Replace the following:
CERTIFICATE_MAP_ENTRY_NAME
: the name of the certificate map entry.CERTIFICATE_MAP_NAME
: the name of the certificate map to which the certificate map entry is attached.CERTIFICATE_NAME
: the name of the certificate you want to associate with the certificate map entry.HOSTNAME
: the hostname that you want to associate with the certificate map entry.If you are creating certificates with a wildcard domain, specify the hostname with a wildcard too, such as
*.example.com
.
Terraform
To create a certificate map entry, you can use a
google_certificate_manager_certificate_map_entry
resource.
Verify that the certificate map entry is active
Verify that the certificate map entry is active before attaching its corresponding certificate map to the target proxy.
To verify the certificate map entry, use the gcloud certificate-manager maps entries describe
command:
gcloud certificate-manager maps entries describe CERTIFICATE_MAP_ENTRY_NAME \ --map="CERTIFICATE_MAP_NAME"
Replace the following:
CERTIFICATE_MAP_ENTRY_NAME
: the name of the certificate map entry.CERTIFICATE_NAME
: the name of the certificate you want to associate with the certificate map entry.
The output is similar to the following:
certificates: createTime: '2021-09-06T10:01:56.229472109Z' hostname: example.com name: projects/my-project/locations/global/certificateMaps/myCertMap/certificateMapEntries/myCertMapEntry state: ACTIVE updateTime: '2021-09-06T10:01:58.277031787Z'
Attach the certificate map to the target proxy
You can attach the certificate map to a new target proxy or an existing target proxy.
gcloud
To attach the certificate map to a new target proxy, use the gcloud compute target-https-proxies create
command:
gcloud compute target-https-proxies create PROXY_NAME \ --certificate-map="CERTIFICATE_MAP_NAME" \ --url-map="URL_MAP" \ --global
Replace the following:
PROXY_NAME
: the name of the target proxy.CERTIFICATE_MAP_NAME
: the name of the certificate map referencing the certificate map entry and the associated certificate.URL_MAP
: the name of the URL map
To attach the certificate map to an existing target HTTPS proxy, use the gcloud compute target-https-proxies update
command. If you don't know the name of the existing
target proxy, go to the Target proxies page and note the name of the
target proxy.
gcloud compute target-https-proxies update PROXY_NAME \ --certificate-map="CERTIFICATE_MAP_NAME" \ --global
After creating or updating the target proxy, run the following command to verify it:
gcloud compute target-https-proxies list
Terraform
To attach the certificate map to the target proxy, you can use a
google_compute_target_https_proxy
resource.
When configuring a target proxy, if you attach TLS (SSL) certificates directly and also through a certificate map, the proxy uses the certificates referenced by the certificate map and ignores the directly attached TLS (SSL) certificates.
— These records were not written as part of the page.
PR #3797, opened 2020-03-31
Update more metrics names

miekg:
The subsystem of a metric should be it's plugin name, not something
generic like 'dns' (which is reserved for the core). (potentially this
can be tested as well).

Fix dns64 and acl plugin.

### DIFF
--- a/plugin/kubernetes/metrics.go
+++ b/plugin/kubernetes/metrics.go
@@ -9,10 +9,6 @@ import (
 	api "k8s.io/api/core/v1"
 )
 
-const (
-	subsystem = "kubernetes"
-)
-
 var (
 	// DnsProgrammingLatency is defined as the time it took to program a DNS instance - from the time
 	// a service or pod has changed to the time the change was propagated and was available to be
@@ -27,7 +23,7 @@ var (
 	//   * headless_without_selector
 	DnsProgrammingLatency = prometheus.NewHistogramVec(prometheus.HistogramOpts{
 		Namespace: plugin.Namespace,
-		Subsystem: subsystem,
+		Subsystem: "kubernetes",
 		Name:      "dns_programming_duration_seconds",
 		// From 1 millisecond to ~17 minutes.
 		Buckets: prometheus.ExponentialBuckets(0.001, 2, 20),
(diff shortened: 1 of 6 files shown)


ihac (approved):
LGTM (Seems doc test failed though~

plugin/kubernetes/metrics.go
```diff
@@ -27,7 +23,7 @@ var (
 	//   * headless_without_selector
 	DnsProgrammingLatency = prometheus.NewHistogramVec(prometheus.HistogramOpts{
 		Namespace: plugin.Namespace,
-		Subsystem: subsystem,
+		Subsystem: "kubernetes",
```
SuperQ, line 26: It's typically preferred to make these a const/var to avoid copy-paste mistakes when there are multiple metrics.

I might suggest we have a standard name like `pluginName` (doesn't need to be exported from the plugin package. This would make it easier and more clear than just having it documented as a must.

SuperQ (commented):
Naming changes look fine. But I feel like we should have a standard for the Subsystem name variable.

SuperQ:
Yay, doc test working as intended.

miekg:
[ Quoting <notifications@github.com> in "Re: [coredns/coredns] Update more m..." ]
>Naming changes look fine. But I feel like we should have a standard for the
>Subsystem name variable.

that's the plugin name, we should but using that here

I don't understand the 'doc test', if the intent is to have every PR now include
generated code it should be moved into another automated update like go mod
tidy

/Miek

--
Miek Gieben

SuperQ:
@miekg You approved the doc test.

SuperQ:
See https://github.com/coredns/coredns/pull/3799

SuperQ:
https://github.com/coredns/coredns/pull/3800 should take care of the doc test issue.

miekg:
closing this in favor for @SuperQ 's pr.

@SuperQ can you add a metrics section to dns64; https://github.com/coredns/coredns/pull/3797/files#diff-7cd15ffca9a2af1881c2ecee8409a8b1R57 ? Thanks
(*another* thing I should automate)

SuperQ:
@miekg Already done, I copied basically everything from this PR to mine. :smile:

miekg:
Excellent!

PR #3799, opened 2020-03-31
Update more metrics names

SuperQ:
The subsystem of a metric must be it's plugin name. "dns" is reserved
for the core. Use a const convention to avoid copy-paste mistakes in
naming.

Fix dns64 and acl plugin.

### DIFF
--- a/plugin.md
+++ b/plugin.md
@@ -56,7 +56,7 @@ server.
 ## Metrics
 
 When exporting metrics the *Namespace* should be `plugin.Namespace` (="coredns"), and the
-*Subsystem* should be the name of the plugin. The README.md for the plugin should then also contain
+*Subsystem* must be the name of the plugin. The README.md for the plugin should then also contain
 a *Metrics* section detailing the metrics.
 
 ## Readiness
--- a/plugin/acl/README.md
+++ b/plugin/acl/README.md
@@ -73,8 +73,8 @@ example.org {
 
 If monitoring is enabled (via the _prometheus_ plugin) then the following metrics are exported:
 
-- `coredns_dns_blocked_requests_total{server, zone}` - counter of DNS requests being blocked.
+- `coredns_acl_blocked_requests_total{server, zone}` - counter of DNS requests being blocked.
 
-- `coredns_dns_allowed_requests_total{server}` - counter of DNS requests being allowed.
+- `coredns_acl_allowed_requests_total{server}` - counter of DNS requests being allowed.
 
 The `server` and `zone` labels are explained in the _metrics_ plugin documentation.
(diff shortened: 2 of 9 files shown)


bradbeam (approved):

miekg:
uhm, no. We already know the plugin's name as this is a method in the interface: `plugin.Handler`, this duplicates it, add a constant (which is not really needed) as `Name()` returns it and it only need to be defined there.

The problem with all this, is that it does get a bit unwieldly, because you know want plugin devs to say
`&Forward{}.Name()` - not sure if that even compile or needs more braces

SuperQ:
The existing situation of multiple duplicate `"pluginName"` string literals is considered bad Golang style.

SuperQ:
To put it another way, right now after doing a `plugin.Register("name", setup)`, we use the same string literal on `plugin.Error("name", err)`. This itself is a bad practice, and should be replaced with a const. Same with `clog.NewWithPlugin("name")`.

stp-ip (approved):
looks good

miekg:
[ Quoting <notifications@github.com> in "Re: [coredns/coredns] Update more m..." ]
>To put it another way, right now after doing a plugin.Register("name", setup),
>we use the same string literal on plugin.Error("name", err). This itself is a
>bad practice, and should be replaced with a const. Same with clog.NewWithPlugin
>("name").

well, yes, I don't consider the current thing perfect.

But - again - there is not test or presubmit test to enforce this, so it still up to the
reviewer to remember this new things - which is not perfect either.

SuperQ:
@miekg I agree, it's not perfect. IMO it's more a Go style thing.

There are code linters for this kind of thing:
```
$ go get github.com/jgautheron/goconst/cmd/goconst
$ goconst plugin/clouddns/...
plugin/clouddns/setup.go:18:30:2 other occurrence(s) of "clouddns" found in: plugin/clouddns/setup.go:20:31 plugin/clouddns/clouddns.go:222:43
plugin/clouddns/setup.go:20:31:2 other occurrence(s) of "clouddns" found in: plugin/clouddns/setup.go:18:30 plugin/clouddns/clouddns.go:222:43
plugin/clouddns/clouddns.go:222:43:2 other occurrence(s) of "clouddns" found in: plugin/clouddns/setup.go:18:30 plugin/clouddns/setup.go:20:31
plugin/clouddns/setup.go:49:19:1 other occurrence(s) of "invalid zone '%s'" found in: plugin/clouddns/setup.go:53:19
plugin/clouddns/setup.go:53:19:1 other occurrence(s) of "invalid zone '%s'" found in: plugin/clouddns/setup.go:49:19
```

PR #3801, opened 2020-03-31
Change the recommened version to 1.14 (as we use 1.14 by default)

yongtang:
Change the recommened version to 1.14 (as we use 1.14 by default now)


SuperQ (approved):
LGTM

Test the deployed certificates
For each certificate you have deployed, test the connectivity to each domain covered by the certificate on your load balancer's IP address using the following command:
openssl s_client -showcerts -servername DOMAIN_NAME -connect IP_ADDRESS:443
Replace the following:
DOMAIN_NAME
: the name of the target domainIP_ADDRESS
: the IP address of your load balancer
For more information about testing connectivity, see Test with OpenSSL
Update DNS records
Switch over the traffic from your third-party service to Cloud Load Balancing. See Update the DNS A and AAAA records to point to the load balancer's IP address.